--- START ---

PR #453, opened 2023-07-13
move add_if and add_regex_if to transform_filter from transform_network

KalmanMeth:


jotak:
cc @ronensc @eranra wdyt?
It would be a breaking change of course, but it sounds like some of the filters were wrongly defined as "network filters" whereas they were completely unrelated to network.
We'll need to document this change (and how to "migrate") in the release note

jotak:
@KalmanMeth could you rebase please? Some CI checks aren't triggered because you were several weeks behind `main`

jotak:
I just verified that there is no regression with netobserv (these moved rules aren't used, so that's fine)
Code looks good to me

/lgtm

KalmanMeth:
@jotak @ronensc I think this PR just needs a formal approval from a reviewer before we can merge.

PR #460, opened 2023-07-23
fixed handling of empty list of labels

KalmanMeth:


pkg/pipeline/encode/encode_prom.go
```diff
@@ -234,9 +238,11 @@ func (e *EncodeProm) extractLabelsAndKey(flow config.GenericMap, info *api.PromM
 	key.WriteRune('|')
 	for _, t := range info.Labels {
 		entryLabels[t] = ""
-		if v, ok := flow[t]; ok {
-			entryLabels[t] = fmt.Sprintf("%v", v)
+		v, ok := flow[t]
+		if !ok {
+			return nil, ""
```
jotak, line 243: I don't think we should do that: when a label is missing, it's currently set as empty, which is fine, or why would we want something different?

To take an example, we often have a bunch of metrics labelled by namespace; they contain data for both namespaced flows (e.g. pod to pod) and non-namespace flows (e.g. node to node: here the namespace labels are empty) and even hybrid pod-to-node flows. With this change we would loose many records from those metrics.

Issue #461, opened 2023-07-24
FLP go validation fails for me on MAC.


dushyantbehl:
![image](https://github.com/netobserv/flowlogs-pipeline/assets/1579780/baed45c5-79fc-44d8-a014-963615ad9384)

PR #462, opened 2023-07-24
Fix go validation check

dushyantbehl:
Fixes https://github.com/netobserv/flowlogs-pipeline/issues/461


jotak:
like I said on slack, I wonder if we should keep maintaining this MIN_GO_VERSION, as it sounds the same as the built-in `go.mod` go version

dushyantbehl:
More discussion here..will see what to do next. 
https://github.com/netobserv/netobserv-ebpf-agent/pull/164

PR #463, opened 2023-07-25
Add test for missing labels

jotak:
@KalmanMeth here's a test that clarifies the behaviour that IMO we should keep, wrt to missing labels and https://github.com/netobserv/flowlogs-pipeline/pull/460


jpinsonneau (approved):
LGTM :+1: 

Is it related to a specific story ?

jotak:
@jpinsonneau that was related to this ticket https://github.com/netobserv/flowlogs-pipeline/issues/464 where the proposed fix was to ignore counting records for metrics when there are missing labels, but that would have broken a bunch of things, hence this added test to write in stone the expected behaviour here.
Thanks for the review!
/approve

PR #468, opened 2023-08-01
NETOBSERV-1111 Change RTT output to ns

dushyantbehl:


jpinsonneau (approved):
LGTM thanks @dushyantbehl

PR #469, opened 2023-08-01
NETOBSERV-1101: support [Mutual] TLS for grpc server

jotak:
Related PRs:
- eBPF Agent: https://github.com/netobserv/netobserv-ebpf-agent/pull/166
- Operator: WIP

--- END ---
--- START ---

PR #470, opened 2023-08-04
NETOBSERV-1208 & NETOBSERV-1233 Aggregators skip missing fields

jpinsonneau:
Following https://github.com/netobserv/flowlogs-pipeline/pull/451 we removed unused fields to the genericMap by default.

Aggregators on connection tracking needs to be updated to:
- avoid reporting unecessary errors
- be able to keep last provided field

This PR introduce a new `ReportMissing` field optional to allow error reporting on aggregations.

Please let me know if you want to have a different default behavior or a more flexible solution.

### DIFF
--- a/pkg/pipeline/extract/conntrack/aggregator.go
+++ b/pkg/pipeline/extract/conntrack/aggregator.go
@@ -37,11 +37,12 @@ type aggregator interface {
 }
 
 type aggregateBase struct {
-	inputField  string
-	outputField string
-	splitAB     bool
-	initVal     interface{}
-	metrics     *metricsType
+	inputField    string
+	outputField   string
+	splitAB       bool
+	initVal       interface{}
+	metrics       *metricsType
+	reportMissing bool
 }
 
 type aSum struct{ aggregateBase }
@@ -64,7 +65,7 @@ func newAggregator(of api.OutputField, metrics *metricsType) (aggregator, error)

--- END ---

Instructions to follow:
Using the listing above, pull out all lines that hold the word "like".

The completed task:
It would be a breaking change of course, but it sounds like some of the filters were wrongly defined as "network filters" whereas they were completely unrelated to network.
like I said on slack, I wonder if we should keep maintaining this MIN_GO_VERSION, as it sounds the same as the built-in `go.mod` go version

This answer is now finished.